United States v. Milbourn

600 F.3d 808, 2010 U.S. App. LEXIS 7142, 2010 WL 1330170
CourtCourt of Appeals for the Seventh Circuit
DecidedApril 7, 2010
Docket08-2525
StatusPublished
Cited by2 cases

This text of 600 F.3d 808 (United States v. Milbourn) is published on Counsel Stack Legal Research, covering Court of Appeals for the Seventh Circuit primary law. Counsel Stack provides free access to over 12 million legal documents including statutes, case law, regulations, and constitutions.

Bluebook
United States v. Milbourn, 600 F.3d 808, 2010 U.S. App. LEXIS 7142, 2010 WL 1330170 (7th Cir. 2010).

Opinion

EVANS, Circuit Judge.

Of all the things to burn in someone’s yard, Kyle Shroyer and Kyle Milbourn chose a cross. Of all the places to burn that cross, they chose the front yard of a rented house that served as the home for three biracial children. Eventually, Milbourn was charged with four counts: conspiracy to intimidate and interfere, be *810 cause of the race of the occupants, with their right to occupy their home; a substantive charge of intimidation; using fire to commit a felony; and witness tampering. He was convicted after a jury trial on all four counts and sentenced to serve a term of 121 months. Today we resolve his appeal.

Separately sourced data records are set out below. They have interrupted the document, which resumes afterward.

PR #1134, opened 2021-12-15
XRDDEV-1472 Update search methods

Riippi:
https://jira.niis.org/browse/XRDDEV-1472

Unifying the search methods in tables

### DIFF
--- a/src/proxy-ui-api/frontend/src/views/Clients/Services/Services.vue
+++ b/src/proxy-ui-api/frontend/src/views/Clients/Services/Services.vue
@@ -303,22 +303,24 @@ export default Vue.extend({
       }
 
       // Filter out service descriptions that don't include search term
-      const filtered = arr.filter((element) => {
-        return element.services.find((service) => {
-          return service.service_code
-            .toString()
-            .toLowerCase()
-            .includes(mysearch);
+      const filtered = arr.filter((element: ServiceDescription) => {
+        return element.services.find((service: Service) => {
+          return (
+            service.service_code.toString().toLowerCase().includes(mysearch) ||
+            service.url.toString().toLowerCase().includes(mysearch) ||
+            service.timeout.toString().toLowerCase().includes(mysearch)
+          );
         });
       });
 
       // Filter out services that don't include search term
-      filtered.forEach((element) => {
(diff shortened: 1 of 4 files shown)


src/proxy-ui-api/frontend/src/views/KeysAndCertificates/SignAndAuthKeys/SignAndAuthKeys.vue
```diff
@@ -120,25 +125,34 @@ export default Vue.extend({
...
           key.certificates = certs;
+
+          // Filter the CSR:s
+          const csrs = key.certificate_signing_requests.filter(
+            (csr: TokenCertificateSigningRequest) => {
+              if (csr.id) {
+                return csr.id.toLowerCase().includes(mysearch);
+              }
+              return false;
+            },
```
teemukin65, line 153: Should it be possible to filter with word "Request" , which is visible in entries for  CSR:s?  If you want to see only CSR:s...

teemukin65 (changes requested):

src/proxy-ui-api/frontend/src/views/Clients/Services/Services.vue
```diff
@@ -303,22 +303,24 @@ export default Vue.extend({
...
       });
 
       // Filter out services that don't include search term
-      filtered.forEach((element) => {
-        element.services = element.services.filter((service) => {
-          return service.service_code
-            .toString()
-            .toLowerCase()
-            .includes(mysearch);
+      filtered.forEach((element: ServiceDescription) => {
```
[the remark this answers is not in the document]
Riippi: forEach returns void so it can't return in this case. This would need a larger refactor.

src/proxy-ui-api/frontend/src/views/KeysAndCertificates/SignAndAuthKeys/SignAndAuthKeys.vue
Riippi: In practice it should filter with the localised word for "Request". Seems to me a bit too complicated system for a very rare use case. But I'll mention this in a sprint review.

The rented house where the cross was burned was in a predominantly white neighborhood just off a main road in Muncie, Indiana. Paula Tracy and her boyfriend (Phillip Thrash), who are white, lived in the house with her three biracial children from a previous relationship. The children’s grandfather, a black man named Paul Jones, lived upstairs in a separate unit. Paula and Phillip got married sometime after the cross burning and prior to Milbourn’s trial, which took place two years later. We’ll generally refer to them as the Thrashes as we move along. In an ironic twist, Kyle Shroyer married Paula’s half sister, Hope Pierce, between the incident and Milbourn’s trial. Kyle Shroyer, by the way, pled guilty to charges growing out of his role in the cross burning. He received a 15-month sentence.

Milbourn’s primary argument on appeal is that the evidence was insufficient to support the jury finding (1) that he was motivated by the racial makeup of the people who lived in the Thrash home and (2) that the cross was burned to intimidate (or interfere), on account of race, with the Thrash family’s right to occupy their home. Prevailing, of course, on an insufficiency of the evidence claim is a tall order for any defendant. Before getting to the evidence, however, we pause for a brief word about cross burning.

For most of the last century, ever since the emergence of a reenergized Ku Klux Klan around 1915, cross burning has been recognized as a symbol of racial hatred. In a climactic scene from The Birth of a Nation (1915), as Wagner’s “The Ride of the Valkyries” 1 plays in the background, the protagonist of the movie rears up his horse and brandishes a flaming cross to summon fellow Klan members to drive out the black oppressors — yes, the black oppressors — and their northern white allies, all in the defense of their “Aryan birthright.” After the movie was released, the Klan got a second life. During one of its first meetings, which took place on Georgia’s Stone Mountain in 1915, a cross was burned. Since that time, cross burning has been associated with the KKK and racial hatred. See Virginia v. Black, 538 U.S. 343, 123 S.Ct. 1536, 155 L.Ed.2d 535 (2003), for a lengthy discussion about the history of cross burning, especially by the KKK.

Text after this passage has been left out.